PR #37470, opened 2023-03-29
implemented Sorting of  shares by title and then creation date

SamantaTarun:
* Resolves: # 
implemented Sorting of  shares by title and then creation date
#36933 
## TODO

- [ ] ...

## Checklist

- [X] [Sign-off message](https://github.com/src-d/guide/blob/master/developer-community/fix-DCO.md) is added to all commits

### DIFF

———

Only the lines from the top of the data through the line that contains "## Checklist" should be quoted, exactly as they stand.

PR #37470, opened 2023-03-29
implemented Sorting of  shares by title and then creation date

SamantaTarun:
* Resolves: # 
implemented Sorting of  shares by title and then creation date
#36933 
## TODO

- [ ] ...

## Checklist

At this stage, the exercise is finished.